→ **Supplied data**:
==*==

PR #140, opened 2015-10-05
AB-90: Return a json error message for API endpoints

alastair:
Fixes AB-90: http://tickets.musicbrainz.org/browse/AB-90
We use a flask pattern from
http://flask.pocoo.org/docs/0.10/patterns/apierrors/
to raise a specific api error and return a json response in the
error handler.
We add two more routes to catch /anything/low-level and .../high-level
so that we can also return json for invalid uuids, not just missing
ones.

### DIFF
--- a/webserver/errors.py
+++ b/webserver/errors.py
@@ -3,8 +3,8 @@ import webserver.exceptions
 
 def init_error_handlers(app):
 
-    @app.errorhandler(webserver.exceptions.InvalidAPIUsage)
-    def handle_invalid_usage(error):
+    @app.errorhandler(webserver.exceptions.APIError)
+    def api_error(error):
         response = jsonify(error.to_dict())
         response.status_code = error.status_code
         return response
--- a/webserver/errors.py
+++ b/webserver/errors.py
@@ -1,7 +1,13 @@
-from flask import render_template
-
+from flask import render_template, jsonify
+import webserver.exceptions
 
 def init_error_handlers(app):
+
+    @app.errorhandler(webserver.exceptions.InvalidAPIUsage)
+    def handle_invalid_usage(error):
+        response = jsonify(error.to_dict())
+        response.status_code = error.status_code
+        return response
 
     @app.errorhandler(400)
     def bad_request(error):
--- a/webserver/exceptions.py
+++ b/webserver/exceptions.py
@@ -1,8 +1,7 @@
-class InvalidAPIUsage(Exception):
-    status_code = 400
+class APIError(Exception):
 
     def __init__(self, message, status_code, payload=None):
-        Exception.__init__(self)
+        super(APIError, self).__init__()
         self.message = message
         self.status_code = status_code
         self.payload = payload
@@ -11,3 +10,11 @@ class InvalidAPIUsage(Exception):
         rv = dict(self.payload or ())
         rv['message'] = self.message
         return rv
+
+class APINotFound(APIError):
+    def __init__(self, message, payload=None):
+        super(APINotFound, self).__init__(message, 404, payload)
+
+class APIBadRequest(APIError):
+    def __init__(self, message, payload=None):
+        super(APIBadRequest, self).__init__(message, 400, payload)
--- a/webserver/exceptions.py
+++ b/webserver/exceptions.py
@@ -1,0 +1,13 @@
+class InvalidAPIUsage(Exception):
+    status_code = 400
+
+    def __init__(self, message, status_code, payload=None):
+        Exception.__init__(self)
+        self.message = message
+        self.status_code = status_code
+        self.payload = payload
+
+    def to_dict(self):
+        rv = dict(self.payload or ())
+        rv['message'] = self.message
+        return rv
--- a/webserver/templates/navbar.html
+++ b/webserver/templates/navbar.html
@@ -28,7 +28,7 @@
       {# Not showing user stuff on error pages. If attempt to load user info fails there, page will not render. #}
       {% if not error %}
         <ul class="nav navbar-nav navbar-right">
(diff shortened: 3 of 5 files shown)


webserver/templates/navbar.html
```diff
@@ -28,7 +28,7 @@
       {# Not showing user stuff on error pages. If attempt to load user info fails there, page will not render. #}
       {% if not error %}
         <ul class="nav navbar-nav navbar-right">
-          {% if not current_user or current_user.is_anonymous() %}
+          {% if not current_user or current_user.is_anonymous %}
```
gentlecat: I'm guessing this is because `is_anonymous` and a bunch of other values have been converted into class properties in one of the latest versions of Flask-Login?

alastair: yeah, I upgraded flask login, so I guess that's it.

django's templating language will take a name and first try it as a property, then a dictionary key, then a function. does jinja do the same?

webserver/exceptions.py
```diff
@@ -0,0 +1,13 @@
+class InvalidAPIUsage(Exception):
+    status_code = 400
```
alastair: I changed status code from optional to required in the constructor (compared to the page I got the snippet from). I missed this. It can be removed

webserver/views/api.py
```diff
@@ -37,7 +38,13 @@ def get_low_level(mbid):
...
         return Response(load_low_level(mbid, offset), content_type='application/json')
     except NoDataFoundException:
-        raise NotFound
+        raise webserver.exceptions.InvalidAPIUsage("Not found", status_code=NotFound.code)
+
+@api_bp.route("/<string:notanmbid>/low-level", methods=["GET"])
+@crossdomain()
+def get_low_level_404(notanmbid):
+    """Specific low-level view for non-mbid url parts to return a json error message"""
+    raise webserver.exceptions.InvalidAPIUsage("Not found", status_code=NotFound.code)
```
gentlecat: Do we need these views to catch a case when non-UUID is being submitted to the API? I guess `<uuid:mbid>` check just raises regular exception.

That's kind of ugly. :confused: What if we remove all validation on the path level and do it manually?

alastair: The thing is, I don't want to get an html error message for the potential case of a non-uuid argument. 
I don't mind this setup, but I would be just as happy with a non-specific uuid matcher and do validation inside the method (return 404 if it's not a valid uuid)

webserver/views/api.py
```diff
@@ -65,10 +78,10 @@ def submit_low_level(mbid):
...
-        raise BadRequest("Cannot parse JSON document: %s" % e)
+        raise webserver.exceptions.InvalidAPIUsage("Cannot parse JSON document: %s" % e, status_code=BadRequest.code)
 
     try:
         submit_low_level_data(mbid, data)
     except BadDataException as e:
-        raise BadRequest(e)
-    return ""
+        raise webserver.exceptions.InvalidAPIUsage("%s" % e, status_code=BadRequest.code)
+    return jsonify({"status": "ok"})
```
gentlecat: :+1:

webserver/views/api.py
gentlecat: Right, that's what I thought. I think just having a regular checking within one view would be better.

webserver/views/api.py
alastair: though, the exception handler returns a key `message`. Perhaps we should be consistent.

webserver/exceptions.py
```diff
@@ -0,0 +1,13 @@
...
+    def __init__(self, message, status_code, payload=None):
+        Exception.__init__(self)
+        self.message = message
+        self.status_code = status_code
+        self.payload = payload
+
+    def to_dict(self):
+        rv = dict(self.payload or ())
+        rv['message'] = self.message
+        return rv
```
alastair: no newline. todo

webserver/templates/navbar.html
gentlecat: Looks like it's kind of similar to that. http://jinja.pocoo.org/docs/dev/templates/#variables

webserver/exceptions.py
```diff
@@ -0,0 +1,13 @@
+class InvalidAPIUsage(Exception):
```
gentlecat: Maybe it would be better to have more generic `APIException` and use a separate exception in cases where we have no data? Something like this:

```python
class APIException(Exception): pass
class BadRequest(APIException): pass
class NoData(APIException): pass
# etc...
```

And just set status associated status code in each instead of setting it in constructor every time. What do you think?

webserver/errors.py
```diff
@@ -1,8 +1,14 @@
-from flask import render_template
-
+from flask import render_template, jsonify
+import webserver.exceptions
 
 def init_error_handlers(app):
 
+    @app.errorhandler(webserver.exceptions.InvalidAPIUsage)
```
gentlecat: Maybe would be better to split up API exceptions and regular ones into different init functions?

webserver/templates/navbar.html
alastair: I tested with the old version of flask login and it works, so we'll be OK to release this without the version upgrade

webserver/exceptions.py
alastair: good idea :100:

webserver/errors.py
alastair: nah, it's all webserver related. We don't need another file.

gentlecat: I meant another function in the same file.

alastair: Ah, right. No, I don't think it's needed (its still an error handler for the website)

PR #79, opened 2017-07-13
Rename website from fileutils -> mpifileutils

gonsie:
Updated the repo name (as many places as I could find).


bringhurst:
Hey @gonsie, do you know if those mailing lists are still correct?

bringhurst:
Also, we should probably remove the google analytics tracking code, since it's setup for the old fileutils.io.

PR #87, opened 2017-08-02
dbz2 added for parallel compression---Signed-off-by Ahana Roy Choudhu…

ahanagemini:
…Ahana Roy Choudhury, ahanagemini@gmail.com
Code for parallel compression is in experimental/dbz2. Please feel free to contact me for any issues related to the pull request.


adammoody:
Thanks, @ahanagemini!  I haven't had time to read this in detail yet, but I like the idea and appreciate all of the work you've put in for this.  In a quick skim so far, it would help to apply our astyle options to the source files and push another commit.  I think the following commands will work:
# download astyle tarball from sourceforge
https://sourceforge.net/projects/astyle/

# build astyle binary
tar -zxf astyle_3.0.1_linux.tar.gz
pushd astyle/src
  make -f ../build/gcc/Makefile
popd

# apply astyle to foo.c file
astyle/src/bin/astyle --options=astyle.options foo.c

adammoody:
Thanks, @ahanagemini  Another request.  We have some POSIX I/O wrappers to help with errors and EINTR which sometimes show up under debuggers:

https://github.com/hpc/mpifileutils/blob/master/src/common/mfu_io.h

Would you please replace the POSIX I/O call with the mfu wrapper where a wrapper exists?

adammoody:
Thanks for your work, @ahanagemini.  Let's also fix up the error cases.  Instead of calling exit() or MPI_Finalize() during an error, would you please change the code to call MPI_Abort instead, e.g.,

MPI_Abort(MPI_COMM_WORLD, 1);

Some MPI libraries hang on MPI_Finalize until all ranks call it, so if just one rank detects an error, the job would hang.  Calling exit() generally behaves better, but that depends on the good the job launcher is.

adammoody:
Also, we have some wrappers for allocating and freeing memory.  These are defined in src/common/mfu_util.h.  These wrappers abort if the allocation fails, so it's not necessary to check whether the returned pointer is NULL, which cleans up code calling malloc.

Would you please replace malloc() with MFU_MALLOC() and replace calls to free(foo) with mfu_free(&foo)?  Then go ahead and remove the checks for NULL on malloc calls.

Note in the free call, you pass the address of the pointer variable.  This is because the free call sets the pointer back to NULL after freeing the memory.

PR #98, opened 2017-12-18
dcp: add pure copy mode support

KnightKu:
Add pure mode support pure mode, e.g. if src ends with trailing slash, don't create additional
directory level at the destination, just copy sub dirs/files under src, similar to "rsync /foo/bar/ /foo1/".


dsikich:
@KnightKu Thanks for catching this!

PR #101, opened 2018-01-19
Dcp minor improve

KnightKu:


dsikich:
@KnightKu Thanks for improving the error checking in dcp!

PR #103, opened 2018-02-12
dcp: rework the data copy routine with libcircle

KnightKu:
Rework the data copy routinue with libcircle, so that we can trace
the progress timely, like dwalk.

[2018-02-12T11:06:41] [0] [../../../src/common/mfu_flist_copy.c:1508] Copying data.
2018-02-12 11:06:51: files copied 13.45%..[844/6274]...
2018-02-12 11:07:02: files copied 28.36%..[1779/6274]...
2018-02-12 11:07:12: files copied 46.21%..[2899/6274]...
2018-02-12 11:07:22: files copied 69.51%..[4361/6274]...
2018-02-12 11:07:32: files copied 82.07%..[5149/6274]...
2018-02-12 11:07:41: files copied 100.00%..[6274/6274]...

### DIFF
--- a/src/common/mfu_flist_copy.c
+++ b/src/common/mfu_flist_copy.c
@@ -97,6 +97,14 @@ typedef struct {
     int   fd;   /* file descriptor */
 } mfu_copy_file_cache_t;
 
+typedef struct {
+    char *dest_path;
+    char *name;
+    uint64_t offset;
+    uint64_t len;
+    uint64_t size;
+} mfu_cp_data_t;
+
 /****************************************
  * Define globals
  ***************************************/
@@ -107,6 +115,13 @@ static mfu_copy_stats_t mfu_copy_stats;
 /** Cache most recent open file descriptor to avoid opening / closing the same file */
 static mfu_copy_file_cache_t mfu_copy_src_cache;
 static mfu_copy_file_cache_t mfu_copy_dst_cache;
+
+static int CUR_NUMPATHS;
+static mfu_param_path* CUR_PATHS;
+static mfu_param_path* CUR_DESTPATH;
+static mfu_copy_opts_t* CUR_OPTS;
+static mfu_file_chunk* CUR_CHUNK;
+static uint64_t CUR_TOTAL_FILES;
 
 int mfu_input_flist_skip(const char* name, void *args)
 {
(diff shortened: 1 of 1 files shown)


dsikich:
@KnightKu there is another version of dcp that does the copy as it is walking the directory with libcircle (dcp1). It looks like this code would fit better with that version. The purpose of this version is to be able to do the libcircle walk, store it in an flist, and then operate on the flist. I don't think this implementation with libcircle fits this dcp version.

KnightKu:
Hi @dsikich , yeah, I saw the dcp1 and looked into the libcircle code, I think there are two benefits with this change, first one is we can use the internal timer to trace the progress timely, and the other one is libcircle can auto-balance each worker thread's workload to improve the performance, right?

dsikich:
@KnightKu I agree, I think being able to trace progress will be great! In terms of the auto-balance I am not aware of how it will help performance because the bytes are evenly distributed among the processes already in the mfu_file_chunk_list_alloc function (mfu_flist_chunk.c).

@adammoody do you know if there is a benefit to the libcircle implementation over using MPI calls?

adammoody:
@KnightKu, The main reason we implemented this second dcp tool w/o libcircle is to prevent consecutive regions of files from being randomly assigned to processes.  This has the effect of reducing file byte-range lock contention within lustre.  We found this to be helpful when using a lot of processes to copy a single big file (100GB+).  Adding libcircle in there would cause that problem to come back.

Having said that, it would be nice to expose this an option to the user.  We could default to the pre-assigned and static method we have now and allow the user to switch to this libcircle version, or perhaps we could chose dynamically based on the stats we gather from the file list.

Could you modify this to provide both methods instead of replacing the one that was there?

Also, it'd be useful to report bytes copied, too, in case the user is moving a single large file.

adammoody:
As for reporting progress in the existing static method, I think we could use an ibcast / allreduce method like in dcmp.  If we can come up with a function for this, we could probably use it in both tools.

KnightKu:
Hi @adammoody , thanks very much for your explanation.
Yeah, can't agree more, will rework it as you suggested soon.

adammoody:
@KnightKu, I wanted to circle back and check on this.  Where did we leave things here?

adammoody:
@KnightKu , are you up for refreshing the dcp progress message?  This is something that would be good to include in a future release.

==*==

→ **Task instructions**: Within the listing above, copy each line that has the string "docs".

→ **Finished task**:
http://flask.pocoo.org/docs/0.10/patterns/apierrors/
gentlecat: Looks like it's kind of similar to that. http://jinja.pocoo.org/docs/dev/templates/#variables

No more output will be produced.